Our experiments have identified the outcomes of adaptation to defined environments and revealed the diversity of genomic variation in clonal representatives of adapted populations. Our findings suggest a number of questions that should be addressed. First, it is critical to determine a neutral mutation rate for genome amplifications, deletions and rearrangements as well as the neutral mutation rate for retrotransposition. A recent report has provided new insights into these rates, indicating that large genome events occur at much greater frequencies than nucleotide changes
[43]. Cells grown in a chemostat grow at a much slower rate than cells grown at maximal rates in batch cultures, the condition under which mutation rates are typically determined. Evidence in bacteria suggests that single base pair mutation rates are increased under slow growth conditions
[51] and in stationary phase
[52]. Therefore, examining the rates at which all classes of genomic variants are generated in chemostat cultures will be informative for interpreting future experiments.

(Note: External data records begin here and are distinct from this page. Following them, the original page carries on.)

PR #12546, opened 2026-09-01
fix(backend): run ledger drain independently

### LINKED ISSUE #12535: Ledger drain never runs: memory-maintenance-job dies at its 3600s timeout every hour, so no account has ever reached writer_mode=ledger
## Finding (2026-09-01 overnight, read-only dev/prod inspection)

**No account has ever been cut over to `writer_mode=ledger`** — both dogfood/allowlist accounts sit at `compatibility`, `writer_epoch=0` (data-plane `memory_state/apply_control` read 2026-09-01). Consequently the JIT daily sweep has never committed a ledger row for anyone: its writes are ordinary ledger-class writes, which `require_writer_admitted` refuses in compatibility mode (`WriterAdmissionError`, named by the sweep job since #12527 deployed).

## Why the drain never runs

The Beta-scale ledger drain (#12452, `canonical_short_term_maintenance_cron`) runs **after** the maintenance pass completes, gated on `summary.completed_uids`. But dev `memory-maintenance-job` is killed at its 3600s task timeout on **every hourly execution** (checked 2026-09-01; each run streams canonical consolidation promotions until the kill). The drain tail is never reached, so:

- accounts never migrate/cutover to ledger mode;
- the sweep fails (until #12533's follow-up lands, it failed the whole job; after the pre-drain skip it will quietly skip) for every enrolled account, forever;
- flipping `jit-processing-v1` to the full beta cohort will enroll ~146 accounts whose sweep lane can never activate.

## Suggested repairs (separable, in rough order of leverage)

1. Give the ledger drain its own bounded entrypoint/job (N accounts per run) instead of riding the tail of an unbounded consolidation pass — the drain's own bounds (`MAX_LEDGER_MIGRATION_UIDS_PER_RUN`) already exist.
2. Or checkpoint the maintenance pass so a timeout kill doesn't discard the run (it currently restarts the same backlog hourly and never converges).
3. Measure whether the consolidation backlog is actually converging; a job killed at 100% of its budget every hour may be re-processing the same head of the backlog.

Context: found during the JIT beta-flip readiness night; related merges #12524 #12525 #12527 #12529 #12533, evidence in the workspace run record `data/run-2026-09-01-overnight/02-jit-production-evidence.md`.

aryanorastar:
Ledger migration currently runs after short-term maintenance, so a maintenance timeout can prevent any account from reaching ledger mode. Move migration into an independent, bounded Cloud Run job with its own scheduler, retryable inventory, fresh JIT authorization at mutation/publication boundaries, and generation-fenced cursor updates.

The job has a dedicated default-off switch and requires an explicit account allowlist. Development reads only the single QA owner account directly; production remains disabled with an empty allowlist. Scoped runs do not advance the shared inventory cursor. The job keeps a 1,200-second timeout, one retry, bounded per-account migration, and the existing cutover/privacy fences.

Validation: focused backend tests, runtime manifest composition, workflow contracts, and repository preflight. Dev deployment and live migration/sweep evidence are verified separately from CI; no production deployment or enablement is included.

Fixes #12535.

Product invariants affected: INV-DATA-1, INV-MEM-1, INV-MEM-4. The drain retains explicit data-plane routing, canonical mutation authority, and bounded migration/cutover checks.

Failure-Class: new

Runtime gate: the job remains disabled by default. Existing development jobs share customer Firestore with production, and both allowlisted identities are used by normal Beta clients. Do not execute migration against either shared account. Runtime proof must use a separately verified isolated dev data plane, include #12802, and pass dev readiness. Source merge does not admit migration work.


Git-on-my-level (dismissed):
Thanks for this — clean diagnosis of #12535 (bounded drain code never entered because the 3600s maintenance budget is consumed by serial consolidation) and a well-scoped fix. The core move is sound and the safety invariants survive the extraction. Details below, one blocking item, several non-blocking notes.

**Blocking: Backend unit suite fails on the new test file.** All 5 tests in `tests/unit/test_knowledge_ledger_drain_job.py` pass, but `test_entrypoint_executes_independent_drain` burns 3.41s CPU against the fast-unit duration guard's 1.00s limit (`4 passed` then `BACKEND-UNIT-FAILED-FILE … status 1`). The cost is the `importlib.util` load of the job module inside the timed phase — `_load_job()` re-executes `modal/knowledge_ledger_drain_job.py` (which imports firebase_admin and the whole drain module) per test. Please hoist the module load out of the timed call phase (module-level fixture/lazy cache), or trim what the test imports. The repo's timing guard is the gate here, not a production defect.

What I verified and liked, file by file:

- `backend/utils/memory/knowledge_ledger_drain.py` — the heart of the change and it's good: `bounded_ledger_drain_inventory` scans a 20-doc `memory_state/apply_control` collection-group page (`MAX_LEDGER_DRAIN_UIDS_PER_RUN = 20`), skips already-ledger accounts, only picks up `transitioning_to_ledger` rows owned by `knowledge-ledger-migration.v1`, and `_write_cursor` is generation-fenced (transactional compare on `generation`) so overlapping executions can't clobber progress. `fresh_rollout_authorizer` preserves the per-account/per-row JIT re-authorization exactly as the old cron tail did, publication still requires `remaining_live_legacy_count == 0` and no revoked authority. Call sites match `run_ledger_migration_sweep` / `publish_ledger_migration_cutover` signatures in `knowledge_ledger_migration.py`.
- `backend/utils/memory/canonical_short_term_maintenance_cron.py` — removal is complete and safe: `run_canonical_short_term_maintenance_cron` now returns the maintenance summary directly, and the removed summary fields (`ledger_migration_users`/`ledger_migration_rows`) have no remaining consumers (`modal/memory_maintenance_job.py` reads only `summary.errors`).
- `backend/modal/knowledge_ledger_drain_job.py` + `backend/modal/Dockerfile.knowledge_ledger_drain_job` — entrypoint mirrors the sibling `daily_memory_sweep_job.py` conventions (same `_init_firebase`, lazy `database._client.db` import, non-zero exit when a page reports errors). `COPY backend/ .` then `COPY backend/modal/ .` matches the existing image pattern.
- `.github/workflows/gcp_daily_memory_sweep_job.yml` and `..._auto_dev.yml` — symmetric additions in both lanes: build → smoke via `runtime_image_contracts.py` → push → render/validate runtime env → deploy the second Cloud Run job → provision + validate the second scheduler. Deploy stays `workflow_dispatch` + admitted-release-SHA gated, which keeps this controlled.
- `backend/deploy/runtime_env.yaml`, `runtime_env/_base.yaml`, `dev.overlay.yaml`, `prod.overlay.yaml` — `_base` ships `MEMORY_ENABLED: off` default; overlays enable per stage; task timeout 1200s with `--max-retries 1` is sensible for a bounded page.
- `backend/scripts/provision_daily_memory_sweep_scheduler.py` — the `EXPECTED_TARGETS` dict generalization is the minimal correct change; identity mismatch still raises.
- `backend/tests/unit/test_knowledge_ledger_drain.py` — good contract coverage (cursor independence from the maintenance cursor, no advance before explicit commit, revoked authority never publishes, fail-closed on malformed writer_mode). A follow-up worth adding: a two-page resume test proving the second `bounded_ledger_drain_inventory` call starts after the committed `last_path` (your `_Query` fake already supports `start_after`).
- `backend/tests/unit/test_legacy_memory_retirement_readiness.py` — the new scheduler-args assertion keeps the retained-contract check honest.
- `backend/docs/canonical_memory_architecture.md`, `backend/docs/runbooks/universal-memory-operations.md`, `backend/docs/subservice-internals.md` — I checked the doc claims against the code (20-doc cap, cursor-after-page-return, per-boundary re-authorization); they're accurate, and the runbook renumbering is correct.
- `.github/failure-classes/FC-tail-work-starved-by-timeout-predecessor.json` — fits the existing FC corpus schema; the violated-contract statement matches the incident.
- `backend/runtime_images.json` — manifest entry wires smoke/probe gates for the new image; `smoke_environment` uses the same dummy `ENCRYPTION_SECRET` pattern as siblings.

Non-blocking design notes (maintainer judgment wanted, not necessarily changes):

1. `commit_ledger_drain_inventory` advances the cursor even when `summary.errors` is non-empty, so accounts that errored this run are only retried after wraparound. Defensible (avoids one broken account poisoning the head of the queue forever) but worth an explicit maintainer nod since the job exits non-zero while still moving the cursor.
2. Inventory fails the whole run closed on any apply-control doc with a missing/unrecognized `writer_mode`. Safe default — just confirm no legacy docs predate the field, or those accounts will block the page until wraparound.
3. The new scheduler reuses `memory-maintenance-scheduler@…` as its target SA. If its `roles/run.invoker` grant is scoped to `daily-memory-sweep-job` only, `knowledge-ledger-drain-hourly` will 403 on first fire — the grant isn't provisioned anywhere in this diff, so it needs either a project-level grant or an IAM step in the deploy lane before the first prod run.
4. Unlike `daily-memory-sweep-job` (whose prod overlay ships explicit default-off flags), the prod gate for this mutating hourly job is solely the shared JIT authority. That may be exactly right; it's a product call, not a code defect.

One process note: the `Hygiene` failure (`firestore-query-coverage`: baseline 62/102 vs inventory 73/113) is a known pre-existing baseline drift unrelated to this PR — no action needed here.

Leaving the workflow/deploy surface and the prod-gate/IAM questions for human maintainer review before merge; the code-level ask is just the test-duration fix.

---

aryanorastar:
Addressed every actionable review item in `b73cfa2`:

- granted `memory-maintenance-scheduler` `roles/run.invoker` on `knowledge-ledger-drain-job` in both admitted deploy lanes before the trigger is created/resumed;
- kept failed pages retryable by committing the generation-fenced cursor only when the page has no account errors;
- treated legacy apply-control rows with an absent `writer_mode` as `compatibility`, while invalid explicit values still fail closed;
- restored call-time `get_firestore_client()` resolution and moved that blocking construction onto `db_executor`;
- added behavioral coverage for two-page resume, end-of-inventory wrap, stale-generation rejection, legacy rows, error retry, and the call-time client seam;
- changed the entrypoint tests to load the heavy Firebase/job module once, reducing the changed test file from the reported 3.41s failure to 0.08s locally;
- clarified the multi-target Scheduler provisioner messages and operational docs.

Verification after the fixes:

- focused ledger/maintenance suite: 40 passed;
- runtime/deployment contract suite: 210 passed;
- backend pre-deploy gate: 226 passed;
- full PR preflight: 34/34 checks passed, including Firestore query coverage and workflow contracts;
- runtime image registry/source/workflow checks: 14/14 images passed;
- bounded pre-push gate: passed, including changed backend unit selection and formatting.

The remaining physical proof is intentionally post-merge/dev-deploy: confirm the hourly trigger can invoke the job, content-free cursor counters advance, and compatibility accounts reach `writer_mode=ledger`. No mobile or device test is involved.

aryanorastar:
Both reds are fixed on `ea6d3e23`, and one of them was not what it looked like.

**Duration guard.** The diagnosis in the review points at the call phase, but the cost is not there. Measured directly:

```
module exec CPU: 1.517s
main()      CPU: 0.000s
```

`main()` is free once `_init_firebase` and `run_knowledge_ledger_drain` are patched — the 1.5s is executing the job module, which pulls firebase_admin and the whole drain graph. `pytest --durations=0` confirms it lands in **setup**, not call, and the guard measures the call phase only. My read is that gRPC's background threads keep burning CPU into the call window, and `time.process_time()` is process-wide, so it gets charged there. Loading the module at test-module import time takes it out of every phase the guard measures; the file now runs clean under `test.sh`.

**`firestore-query-coverage` is not pre-existing drift.** I checked it against clean `main` before touching anything — main exits 0. The baseline on main already reads `113/73`, which is exactly what this branch's inventory reported; the branch was 69 commits behind and still carrying `102/62`. Merging main cleared it with no regeneration.

Also addressed, with tests:

- **Note 1** — the cursor no longer advances when the page reported errors, so a failed account is retried next run instead of waiting for wraparound.
- **Note 2** — a row with no `writer_mode` reads as `compatibility` rather than failing the page closed, so accounts predating the field cannot block the head of the queue.
- **Note 3** — both deploy lanes grant the scheduler SA `roles/run.invoker` on the drain job before creating or resuming the trigger.

One thing worth your judgment rather than mine: notes 1 and 2 pull in opposite directions. Not advancing on error is the safer accounting, but it does mean a permanently failing account holds the page until it is fixed. Note 2's default is what keeps that from being reachable through the old-row path; if you would rather have wraparound as the backstop instead, say so and I will flip it back.

Verification: 15 passed across the three affected files under `test.sh`, duration guard clean, `--check-ratchet` exits 0, async-blocker gate green (client construction now dispatches through `run_blocking` rather than calling `get_firestore_client()` on the loop).

Git-on-my-level:
Re-reviewed on `b73cfa2` — the blocking item and all three design notes from the prior review are resolved, with contract tests. Credit for measuring the duration-guard failure directly (module exec vs call phase) and for checking `firestore-query-coverage` against clean `main` before touching anything.

Verified on the new head, item by item:

- **Duration guard (was blocking)** — `tests/unit/test_knowledge_ledger_drain_job.py` now loads the job module once at import (`JOB = _load_job()`), keeping the ~1.5s firebase_admin/gRPC module-exec cost out of every phase the guard measures. Checks are green on this head, and the workflow-contract and manifest assertions added alongside it (deploy → IAM grant → scheduler ordering; `1200s`/`--max-retries 1`; expected secrets set) tighten the same surface.
- **Note 1 (cursor on error)** — `run_knowledge_ledger_drain` in `utils/memory/knowledge_ledger_drain.py` commits the inventory cursor only `if not summary.errors`, and `test_drain_retries_the_same_page_when_an_account_fails` pins it (`committed == []` after a migration error). On notes 1 and 2 pulling in opposite directions: retry-same-page is the safer accounting, and since the job exits non-zero on errors, a stuck page alerts instead of silently skipping — the chosen ordering is right.
- **Note 2 (legacy rows)** — `payload.get("writer_mode", WriterMode.compatibility.value)` defaults absent fields to compatibility, while `test_inventory_fails_closed_on_malformed_writer_mode` keeps invalid explicit values failing closed. Good split.
- **Note 3 (IAM)** — both `gcp_daily_memory_sweep_job.yml` and `..._auto_dev.yml` now run `gcloud run jobs add-iam-policy-binding "$LEDGER_DRAIN_SERVICE" … --role="roles/run.invoker"` after the drain deploy and before the hourly trigger is created/resumed, and `test_admitted_deploy_lane_provisions_an_independent_job_and_scheduler` asserts that ordering for both lanes.
- **New in this commit** — the call-time `get_firestore_client()` dispatched through `run_blocking` (with `test_drain_resolves_the_firestore_client_at_call_time`), plus the two-page resume/wrap and stale-generation inventory tests, close the follow-up gap from the prior review.

Everything else stands as reviewed before: the maintenance tail removal in `canonical_short_term_maintenance_cron.py` is complete (no remaining consumers of the removed summary fields), the provisioner's `EXPECTED_TARGETS` generalization stays fail-closed, and the failure-class entry, `runtime_images.json` manifest entry, and Dockerfile match their sibling jobs.

Docs note: `canonical_memory_architecture.md` and `runbooks/universal-memory-operations.md` now state the drain-independence contract (20-doc page cap, cursor-advances-only-after-clean-page, per-boundary JIT re-authorization, run.invoker-before-trigger). These are agent-facing contracts for anyone — human or AI — modifying memory scheduling here; I checked each claim against the code on this head and they are accurate.

What remains is judgment, not code: this admits a second mutating hourly Cloud Run Job into both deploy lanes, and in prod the drain's only gate is the shared JIT admission authority (`MEMORY_ENABLED: on` in the prod overlay, no per-job default-off flags the way `daily-memory-sweep-job` ships them). That may be exactly right for finishing the #12535 cutover — it needs a maintainer's rollout call before merge, along with sign-off on the workflow changes.

---

Git-on-my-level:
Independent verification pass on `b73cfa2` — no new issues found. Notes per area:

**Core extraction is faithful.** `utils/memory/knowledge_ledger_drain.py` preserves every safety invariant from the old maintenance tail: per-account JIT re-authorization (`fresh_rollout_authorizer` fails closed on timeout/error), row and publication boundaries wired through `mutation_authorizer`/`publication_authorizer`, cutover published only when `remaining_live_legacy_count == 0`, and the inventory cursor committed only `if not summary.errors`, so a failed page is retried rather than skipped. The cursor is generation-fenced (`_write_cursor` compares the live generation inside a Firestore transaction), `LEDGER_TRANSITION_OWNER` matches the owner constant in `knowledge_ledger_migration.py`, and legacy rows without `writer_mode` default to compatibility while explicit invalid values still fail closed.

**Tail removal is clean.** `canonical_short_term_maintenance_cron.py` drops the 94-line ledger tail and returns the maintenance result directly; every deleted test concern (rollout gating, kill-flip-before-mutation, mid-batch revocation) has a counterpart in the new `test_knowledge_ledger_drain.py` (290 lines, including two-page resume, end-of-inventory wrap, stale-generation rejection, retry-same-page, call-time client resolution).

**Deploy lane mirrors the existing one.** Both `gcp_daily_memory_sweep_job.yml` and the `_auto_dev` variant keep the admitted-main `release_sha` gate, build/smoke/push the new image from that SHA, and order deploy → `roles/run.invoker` grant for the existing scheduler SA → provision/validate — with that ordering pinned by `test_admitted_deploy_lane_provisions_an_independent_job_and_scheduler`. `runtime_env/_base.yaml` stages the job default-off (`MEMORY_ENABLED: off`) with per-overlay enablement, and `test_runtime_manifest_keeps_the_drain_bounded_and_authorized` asserts `1200s`/`--max-retries 1` and the exact secret set.

**Docs note (these steer AI agents in this repo):** `canonical_memory_architecture.md` and `runbooks/universal-memory-operations.md` now describe the drain job's caps and authorization model. Checked each claim against the code — the 20-document page cap, fail-closed re-authorization, no-cursor-advance-on-error, and IAM-before-trigger ordering are all accurate and contract-tested, so the guidance is safe for coding/review agents to rely on.

One non-blocking observation: `_write_cursor`'s non-transactional fallback (only reachable for clients without `.transaction()`, i.e. test doubles) does a read-check-then-set that isn't atomic; the generation check would still catch a stale write afterward. Not worth churn on its own.

The remaining proof is the intentional post-merge dev-deploy confirmation of the hourly trigger. `needs-maintainer-review`/`workflow-review` stay appropriate for the deploy-lane and IAM changes; leaving the ship call with the maintainer.

This review was produced by David's automated maintainer assistant.

---

undivisible (approved):
## Verdict: APPROVE

Independent ledger drain is the right fix for #12535, and the safety model survives the extraction. Prior cubic / Git-on-my-level items look addressed on `b73cfa2`. CI is green on this head. I have not submitted merge from this review (lane is review-only / hold for Max’s stack).

### What I checked
- Diagnosis matches the code: drain no longer rides `memory-maintenance-job`’s 3600s consolidation tail.
- `knowledge_ledger_drain.py`: ≤20-doc apply-control inventory, dedicated generation-fenced cursor, commit only when `summary.errors` is empty, missing `writer_mode` → compatibility / invalid explicit → fail closed, JIT re-auth per account and at mutation/publication boundaries, cutover only when `remaining_live_legacy_count == 0`.
- Maintenance cron removal is complete; ledger summary fields have no remaining consumers in the job path.
- Deploy lane (manual + auto_dev): build/smoke/push → deploy drain job → `roles/run.invoker` for scheduler SA → provision/validate hourly trigger; ordering pinned by unit contract.
- Runtime: base `MEMORY_ENABLED: off`, overlays `on`; task timeout `1200s`, `--max-retries 1`.
- Tests cover resume/wrap, stale generation, retry-same-page-on-error, revoked auth, call-time Firestore client, workflow IAM ordering.

### Merge gates (process, not new code defects)
1. **Rebase (or merge) onto current `main` and re-green CI** — branch is ~594 commits behind. Touched `runtime_env*` files auto-merge cleanly today, but composed manifest / unit gates should be re-proven on a fresh tip.
2. **Workflow / deploy sign-off** — this admits a second mutating hourly Cloud Run Job; prod overlay enables `MEMORY_ENABLED`. Labels `needs-maintainer-review` / `workflow-review` still apply for the ship call.
3. **Deploy ordering** — drain *removal* lives in `gcp_memory_maintenance_job*`; drain *addition* lives in `gcp_daily_memory_sweep_job*`. Prefer standing up the new job/trigger in the same window as any maintenance image rebuild from this change. (Today’s production behavior is already “drain never runs,” so a brief dual-miss window is not a regression vs #12535, but it should be deliberate.)
4. **Post-merge proof (intentional)** — hourly trigger invokes the job; content-free cursor advances; compatibility accounts progress toward `writer_mode=ledger`.

### Non-blocking follow-ups
- Accounts with remaining live legacy rows (100-mutation cap) do not error, so the cursor advances and they wait for inventory wrap (~20 docs/hour). Consider a sticky “remaining” retry path later if cutover latency matters at fleet scale.
- A permanently failing account pins its page (by design); that is alertable via non-zero job exits — keep an eye on it in the first days after deploy.

### Not blocking
- `transitioning_to_compatibility` rows can be inventoried; publish/sweep owner CAS should fail closed (same class of behavior as the old unfiltered cron tail).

Second, extending the duration of selection experiments will shed light on the role of subsequent diversity generated during the continuous phase of growth. It will be of great interest to test whether population diversity increases or becomes increasingly constrained as selection continues. Third, varying population size can be expected to have profound effects on the dynamics of adaptation, and can influence the degree of parallelism between independent cultures
[9],
[10],
[53]. This parameter and others such as growth rate and the complexity of the selective pressures will be fertile areas of investigation. Finally, the mechanisms by which these mutations increase fitness and change gene expression will give insight into the functions of these genes and the cellular systems in which they act.